----- Provided records -----

PR #10, opened 2016-02-07
Update demos which use \Rx\React\Interval

ihor:
Hey guys,

I was running demos to learn how RxPHP works and found that `takeUntil` and `share` demos still use `\Rx\React\Interval` which was removed about one month ago. I replaced it with `\Rx\Observable\IntervalObservable`.

Best regards,
Ihor

### DIFF
--- a/demo/share/share.php
+++ b/demo/share/share.php
@@ -3,11 +3,10 @@
 require_once __DIR__ . '/../bootstrap.php';
 
 $loop = \React\EventLoop\Factory::create();
+$scheduler  = new \Rx\Scheduler\EventLoopScheduler($loop);
 
 //Without Share
-$interval = new \Rx\React\Interval(1000, $loop);
-
-$source = $interval
+$source = \Rx\Observable::interval(1000, $scheduler)
     ->take(2)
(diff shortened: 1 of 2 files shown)


demo/share/share.php
```diff
@@ -3,11 +3,10 @@
 require_once __DIR__ . '/../bootstrap.php';
 
 $loop = \React\EventLoop\Factory::create();
+$scheduler  = new \Rx\Scheduler\EventLoopScheduler($loop);
 
 //Without Share
-$interval = new \Rx\React\Interval(1000, $loop);
-
-$source = $interval
+$source = (new \Rx\Observable\IntervalObservable(1000, $scheduler))
```
davidwdan: I've been trying to use the static methods in the demos (I think that they're easier to read).
Can you change these to `Rx\Observable::interval(1000, $loop)` instead of declaring a new class?

asm89: :+1: `$loop` should be `$scheduler` though :)

ihor: Good point @davidwdan. Changed.

asm89:
:+1:

PR #11, opened 2016-02-07
Retry operator issue

davidwdan:
Check to see if we have a disposable before trying to dispose

### DIFF
--- a/lib/Rx/Operator/RetryOperator.php
+++ b/lib/Rx/Operator/RetryOperator.php
@@ -3,6 +3,7 @@
 namespace Rx\Operator;
 
 use Rx\Disposable\CallbackDisposable;
+use Rx\Disposable\SerialDisposable;
 use Rx\ObservableInterface;
 use Rx\Observer\CallbackObserver;
 use Rx\ObserverInterface;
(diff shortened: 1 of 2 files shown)


lib/Rx/Operator/RetryOperator.php
```diff
@@ -41,7 +41,9 @@ function ($error) use ($observable, $observer, &$disposable, &$getNewObserver, $
                         $observer->onError($error);
                         return;
                     }
-                    $disposable->dispose();
+                    if ($disposable) {
```
asm89: When does this become `null`? `$getNewObserver` is not called until line 56.

davidwdan: Sorry, I missed this comment.  I'll change it to a SerializeDisposable, so it's clear what's going on.

asm89:
@davidwdan Can you add a test that exposes where it previously went wrong?

davidwdan:
@asm89 added a test

lib/Rx/Operator/RetryOperator.php
```diff
@@ -31,18 +32,23 @@ public function __invoke(
         ObservableInterface $observable,
         ObserverInterface $observer,
         SchedulerInterface $scheduler = null
-    ) {
-        $getNewObserver = function () use ($observable, $observer, &$disposable, &$getNewObserver, $scheduler) {
+    )
+    {
```
asm89, line 32: these should be on the same line

lib/Rx/Operator/RetryOperator.php
```diff
@@ -31,18 +32,23 @@ public function __invoke(
...
+
```
asm89: nit: whitespace

PR #12, opened 2016-02-07
Add ability to record and validate output of demo files

asm89:
Over time the RxPHP project has added demos for various observables and
operators. From time to time the demos tend to break because of
refactoring or other changes.

This commit introduces a "test" command inside the demo folder that will
find demos that have an accompanying `.expect` file and ensure that
running the demo yields the same output as is expected. This will ensure
that demos keep working, but it also turns each demo into an end to end
tests for the RxPHP project.

Example usage:

```
$ php demo/test.php
Found 2 demos with an expect file.
[v] demo/combineLatest/combineLatest.php
[v] demo/concat/concat.php
```


asm89:
WIP as @davidwdan is shuffling around the demo code. Once that's done I'll rebase and record the output of the demos.

asm89:
"Proof" that if the contents of the expected file doesn't match the output of the demo it will break CI:

```
$ echo "" > demo/create/create.php.expect
$ php demo/test.php
Found 47 demos with an expect file.
...
[v] demo/count/count.php
[x] demo/create/create.php
[v] demo/defaultIfEmpty/defaultIfEmpty.php
...
$ echo $?
1
```

PR #18, opened 2016-02-09
Added `takeWhile` operator

davidwdan:


lib/Rx/Observable.php
```diff
@@ -366,6 +367,24 @@ public function takeUntil(ObservableInterface $other)
...
 
+
+    /**
+     * Returns elements from an observable sequence as long as a specified condition is true.
+     *
+     * @param callable $predicate - A function to test each source element for a condition.
+     * The callback is called with the following information:
+     *   - the value of the element
+     *   - the index of the element
+     *   - the Observable object being subscribed
```
asm89: Move this to the longer explanation above?

lib/Rx/Observable.php
```diff
@@ -366,6 +367,24 @@ public function takeUntil(ObservableInterface $other)
         });
     }
 
+
+    /**
+     * Returns elements from an observable sequence as long as a specified condition is true.
+     *
+     * @param callable $predicate - A function to test each source element for a condition.
```
asm89: No `-` afaik

lib/Rx/Operator/TakeWhileOperator.php
```diff
@@ -0,0 +1,51 @@
...
+
+    /**
+     * @param ObservableInterface $observable
+     * @param ObserverInterface $observer
+     * @param SchedulerInterface|null $scheduler
+     * @return \Rx\DisposableInterface
+     */
+    public function __invoke(ObservableInterface $observable, ObserverInterface $observer, SchedulerInterface $scheduler = null)
+    {
+        $count = 0;
```
asm89: `$count` can overflow. Should we guard / warn for it?

asm89:
@davidwdan Let's implement this as:
- `takeWhile()` no count
- `takeWhileWithIndex()` with count, perhaps even as the first argument?

What's the use case for passing the source observable as the third argument? None of the tests use it, but I'm interested in the use case in general as well. If there's none at the moment, let's drop it.

test/Rx/Functional/Operator/TakeWhileTest.php
```diff
@@ -0,0 +1,441 @@
...
+            onNext(320, 3),
+            onCompleted(350)
+        ], $results->getMessages());
+
+        $this->assertSubscriptions([
+            subscribe(200, 350)
+        ], $xs->getSubscriptions());
+    }
+
+    private function isPrime($num)
```
asm89, line 408: quite complicated for test code imo :P

PR #20, opened 2016-02-11
retryWhen operator, tests, demo

mbonneau:


lib/Rx/Operator/RetryWhenOperator.php
```diff
@@ -0,0 +1,82 @@
...
+    public function __invoke(
+        ObservableInterface $observable,
+        ObserverInterface $observer,
+        SchedulerInterface $scheduler = null
+    ) {
+        $errors           = new Subject();
+        $when             = call_user_func($this->notificationHandler, $errors->asObservable());
+        $disposable       = new CompositeDisposable();
+        $sourceDisposable = new EmptyDisposable();
+        $innerCompleted   = false;
```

-----

Your task
When a line above contains the string "which", copy that line.

Task response
Update demos which use \Rx\React\Interval
I was running demos to learn how RxPHP works and found that `takeUntil` and `share` demos still use `\Rx\React\Interval` which was removed about one month ago. I replaced it with `\Rx\Observable\IntervalObservable`.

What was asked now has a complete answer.